2. Quando o artigo sugere que os jovens ganham mais a trabalhar com contratos temporários, não está a dizer alguns jovens. Está a dizer, e estou a acreditar no que lá está escrito, que todos os jovens que trabalham como temporários recebem mais - as mulheres mais 5% e os homens têm um ganho ligeiramente inferior. Se quiser fazer a sua análise por subgrupos, então o subgrupo considerado terá as funções para as quais existem trabalhadores temporários e trabalhadores não temporários.

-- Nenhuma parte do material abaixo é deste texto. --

PR #540, opened 2016-03-02
Chain signal perturb

pegahgh:


danpovey:
Thanks!
I don't want to review this until you have the whole system working, and
can (for example) test it in some kind of neural net training.  This way,
if it doesn't work, I can save time.  However, I hope it will work.
Dan

pegahgh:
Sure!
I will try to make whole setup working!

danpovey:
I think this isn't moving forward right now, so closing it.

PR #545, opened 2016-03-03
Use curl instead of wget

ceefour:
Assuming the user installs Git for Windows, they will already have `curl` and `unzip` but still no `wget`, so make it easy to follow the instructions.

Some enhancements.


jtrmal:
THanks, merging.

PR #548, opened 2016-03-04
added simple TDNN comparison run_tdnn_6v.sh for jesus models run_tdnn…

vijayaditya:
…_6h.sp

### DIFF
--- a/egs/swbd/s5c/local/chain/run_tdnn_6v.sh
+++ b/egs/swbd/s5c/local/chain/run_tdnn_6v.sh
@@ -1,0 +1,207 @@
+#!/bin/bash
+
+# this is same as v2 script but with xent-regularization
+# it has a different splicing configuration
+set -e
+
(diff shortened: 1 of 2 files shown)


vijayaditya:
this model has 9.8M parameters in chain part of network i.e., not counting parameters in xent only part of the nnet.

danpovey:
Thanks- can you show me where you ran this?

vijayaditya:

3. Quanto ao título dou-lhe razão no ponto em que se diz "Temporários ganham mais" e isso é apenas verdade para os jovens e não para todos os temporários. Aí terá havido um abuso de linguagem. Pode ter sido uma forma de chamar a atenção ou então um simples problema de espaço. Isso já não sei. De qualquer forma, e o Pedro reconheceu-o no seu post, a dúvida é desfeita logo na linha seguinte onde se especifica que o título se refere apenas aos jovens.

4. Quando sugeri que lesse alguns jornais com atenção e profundidade não me estava a referir a quaisquer pasquins. Estava a pensar, por exemplo, nos diários de economia – que parece ser uma área que lhe interessa – onde se encontram artigos muito interessantes. Não sou economista, como lhe disse, mas vou acompanhando por razões profissionais e encontro várias pérolas. Mas, lá está, não me estou a referir a gralhas, erros ou títulos sensacionalistas. É um pouco mais além. Recomendo-lhe que veja com atenção o que se escreve, o que não se escreve e onde se escreve. Isso sim é divertido.

Cumprimentos


De Pedro Bom a 29 de Novembro de 2007 às 18:21
Caro Rui,

Entendidos.
Também como último comentário, certamente que uma qualquer técnica econométrica esteve na base daqueles números. Talvez apenas uma simples regressão em que as varáveis explicativas são dummies para determinadas características. Na prática, isto equivale a comparar os subgrupos a que me referia (para simplificar), se estes forem construídos com base nessas mesmas características.